Другое происшествие окончательно лишило меня покоя. Г-жа *** — я не мог догадаться почему — уже несколько лет заискивала передо мной[6]. Любезные подарочки, частые посещения ни с того ни с сего достаточно ясно показывали мне, что во всем этом была какая-то скрытая цель, но не обнаруживали, какая именно. Она сообщила мне, что собирается написать роман, чтобы поднести его королеве. Я сказал ей, что думаю о женщинах- писательницах. Она заявила, что этот замысел имеет целью восстановить ее положение, для чего ей необходимо покровительство; на это я ничего не мог возразить. Позже она рассказала, что, не добившись приема у королевы, решила отдать свою книгу на суд публики. Теперь уж дело было не в советах, так как она у меня больше их не спрашивала и не стала бы им следовать. Раньше она заводила речь о том, чтобы предварительно показать мне рукопись, но я попросил ее не делать этого, и она так и поступила.
В один прекрасный день, во время моего выздоровления, я получил от нее эту книгу уже в совершенно готовом виде, даже переплетенную, и увидел в предисловии восхваления по своему адресу, до того аляповатые и приторные, что был этим неприятно поражен. Грубая лесть, в них сквозившая, была несовместима с доброжелательством; в этом сердце мое не могло ошибиться.
Через несколько дней после этого г-жа *** посетила меня со своей дочерью. Она сообщила мне, что книга ее наделала много шуму из-за одного места, которое я едва заметил при беглом просмотре романа. Я перечел его после ухода г-жи ***, вгляделся в то, как оно написано, и мне показалось, что я открыл цель ее посещений, ухаживаний, грубой лести в предисловии: я решил, что все это направлено к тому, чтобы навести публику на мысль, будто эти строки принадлежат мне, а значит — ко мне относится и вся брань, которую они могли навлечь на автора при тех обстоятельствах, при которых были опубликованы.
У меня не было никакой возможности положить конец этому слуху и впечатлению, которое он мог создать; от меня зависело только одно — не поддерживать этих пересудов, положив конец ненужным и показным посещениям г-жи *** с дочерью. Вот записка, которую я с такой целью написал этой даме: «Так как Руссо не принимает писателей, он благодарит г-жу *** за ее внимание и просит ее больше не оказывать ему чести своими посещениями».

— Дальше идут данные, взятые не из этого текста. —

PR #1946, opened 2021-11-29
Add Cache Repository getter on `PermissionRegistrar`

angeljqv:
Make public Cache Repository getter, usefull when creating custom traits and we want to manipulate permission cache repository 
Also acording https://spatie.be/guidelines/laravel-php#docblocks, phpdoc from `getCacheStore` removed

### DIFF
--- a/src/PermissionRegistrar.php
+++ b/src/PermissionRegistrar.php
@@ -5,6 +5,8 @@ namespace Spatie\Permission;
 use Illuminate\Cache\CacheManager;
 use Illuminate\Contracts\Auth\Access\Authorizable;
 use Illuminate\Contracts\Auth\Access\Gate;
+use Illuminate\Contracts\Cache\Repository;
+use Illuminate\Contracts\Cache\Store;
 use Illuminate\Database\Eloquent\Collection;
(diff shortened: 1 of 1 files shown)


angeljqv:
@freekmurze ping

src/PermissionRegistrar.php
```diff
@@ -76,11 +78,14 @@ public function initializeCache()
         self::$pivotRole = config('permission.column_names.role_pivot_key') ?: 'role_id';
         self::$pivotPermission = config('permission.column_names.permission_pivot_key') ?: 'permission_id';
 
-        $this->cache = $this->getCacheStoreFromConfig();
+        $this->cache = $this->getCacheRepository();
     }
 
-    protected function getCacheStoreFromConfig(): \Illuminate\Contracts\Cache\Repository
+    public function getCacheRepository(): Repository
```
freekmurze, line 84: Renaming this function seems like unnecessarily risky. Why not just change `protected` to `public` so this won't break other people's code?

angeljqv: @freekmurze done,
I added a specific getter for that, not breaking changes

freekmurze:
Thanks!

Она ответила мне письмом, вежливым по форме, но составленным так же, как все, которые пишутся мне в подобных случаях. Я бессердечно вонзил кинжал в ее чувствительное сердце, я должен поверить по тону ее письма, что, питая ко мне такое горячее и искреннее чувство, она не переживет этого разрыва. Это еще раз доказывает, что прямота и всегдашняя откровенность оказываются страшными преступлениями в свете, и мои современники будут считать меня злым и жестоким, даже если у меня не будет в их глазах другого преступленья, кроме того, что я не так лжив и вероломен, как они.
Я уже несколько раз выходил из дому и даже довольно часто гулял в Тюильри; по тому удивлению, которое обнаруживали многие при встрече со мной, я понял, что относительно меня имеется еще какая-то новость, мне неизвестная. Наконец я узнал, что в обществе ходит слух, будто я умер от последствий своего падения; слух этот распространился так быстро и держался так упорно, что больше чем через две недели после того, как он дошел до меня, об этом все еще говорили, даже при дворе, как о достоверном факте. Как мне предупредительно написали, «Авиньонский курьер»[7], сообщая эту счастливую новость, не упустил при этом случае внести заранее свою долю в ту дань обид и оскорблений, которыми; готовятся почтить после моей смерти мою память в виде надгробного слова.
Новость эта сопровождалась еще более странным обстоятельством; я узнал о нем только случайно и не мог собрать никаких подробностей. Оказывается, была уже открыта подписка на печатание рукописей, которые будут у меня найдены. Из этого я понял, что наготове держат сборник писаний, сочиненных нарочно для того, чтобы, когда я умру, объявить их моими; думать, что могла быть напечатана в своем подлинном виде какая-нибудь из действительно найденных моих рукописей, было бы глупостью, которая не могла бы взбрести в голову человеку разумному, и мой пятнадцатилетний опыт меня от нее предохранял.